About this task:
All that is wanted is an exact copy of the lines below, starting at the one that contains "good solution :-)" and running to the end.

*** Block opens ***

PR #760, opened 2020-10-05
AGR-2461 Fix SARS-CoV-2 jbrowse links

paaatrick:


nathandunn:
Needless to say that this makes me sad to see.   I think its fine for now, but maybe we all can get together with @scottcain  and figure out a better naming solution as opposed to having 4 different names.

nathandunn (approved):

paaatrick:
I agree. That would be great.

scottcain:
@nathandunn that's funny because I commented on the jira ticket that it seemed like a good solution :-)

PR #762, opened 2020-10-07
AGR-2452 long sequence in attribute list

sibyl229:
In variant summary, render popup for long nucleotide change (>300 bases)


paaatrick:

*** Block closes ***

Reply to the exercise:
@nathandunn that's funny because I commented on the jira ticket that it seemed like a good solution :-)

PR #762, opened 2020-10-07
AGR-2452 long sequence in attribute list

sibyl229:
In variant summary, render popup for long nucleotide change (>300 bases)


paaatrick:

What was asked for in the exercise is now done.